TRY IT: Which of the lines below holds the string "None"? Copy every line that does.

AVAILABLE RECORDS:

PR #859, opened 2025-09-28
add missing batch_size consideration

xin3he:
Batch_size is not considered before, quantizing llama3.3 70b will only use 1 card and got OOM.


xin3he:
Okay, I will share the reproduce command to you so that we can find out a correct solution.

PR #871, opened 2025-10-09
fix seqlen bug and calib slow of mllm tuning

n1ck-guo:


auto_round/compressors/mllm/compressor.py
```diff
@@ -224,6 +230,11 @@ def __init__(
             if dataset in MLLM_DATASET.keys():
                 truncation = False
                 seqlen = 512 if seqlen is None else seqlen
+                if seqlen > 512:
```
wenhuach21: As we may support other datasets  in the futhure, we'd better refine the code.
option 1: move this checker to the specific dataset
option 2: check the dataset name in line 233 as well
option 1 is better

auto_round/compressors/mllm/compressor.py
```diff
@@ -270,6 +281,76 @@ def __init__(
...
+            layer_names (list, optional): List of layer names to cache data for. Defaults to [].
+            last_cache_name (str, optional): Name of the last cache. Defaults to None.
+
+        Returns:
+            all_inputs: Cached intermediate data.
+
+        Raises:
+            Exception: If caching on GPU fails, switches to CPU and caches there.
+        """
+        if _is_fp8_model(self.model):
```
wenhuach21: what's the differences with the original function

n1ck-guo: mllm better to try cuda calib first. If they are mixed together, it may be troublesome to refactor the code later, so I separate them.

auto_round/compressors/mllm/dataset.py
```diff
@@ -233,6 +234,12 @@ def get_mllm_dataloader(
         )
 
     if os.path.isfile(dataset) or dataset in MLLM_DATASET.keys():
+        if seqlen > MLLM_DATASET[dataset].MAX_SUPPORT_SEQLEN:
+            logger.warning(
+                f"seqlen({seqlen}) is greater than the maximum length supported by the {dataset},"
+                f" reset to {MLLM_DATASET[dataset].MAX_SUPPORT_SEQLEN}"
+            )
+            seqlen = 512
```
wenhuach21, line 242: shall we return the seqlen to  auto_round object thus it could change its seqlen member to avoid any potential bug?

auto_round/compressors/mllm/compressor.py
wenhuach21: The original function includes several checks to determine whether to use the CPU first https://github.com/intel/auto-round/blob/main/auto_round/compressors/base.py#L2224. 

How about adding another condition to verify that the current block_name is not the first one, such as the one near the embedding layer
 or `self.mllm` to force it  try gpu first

OUTPUT:
                 seqlen = 512 if seqlen is None else seqlen
+            last_cache_name (str, optional): Name of the last cache. Defaults to None.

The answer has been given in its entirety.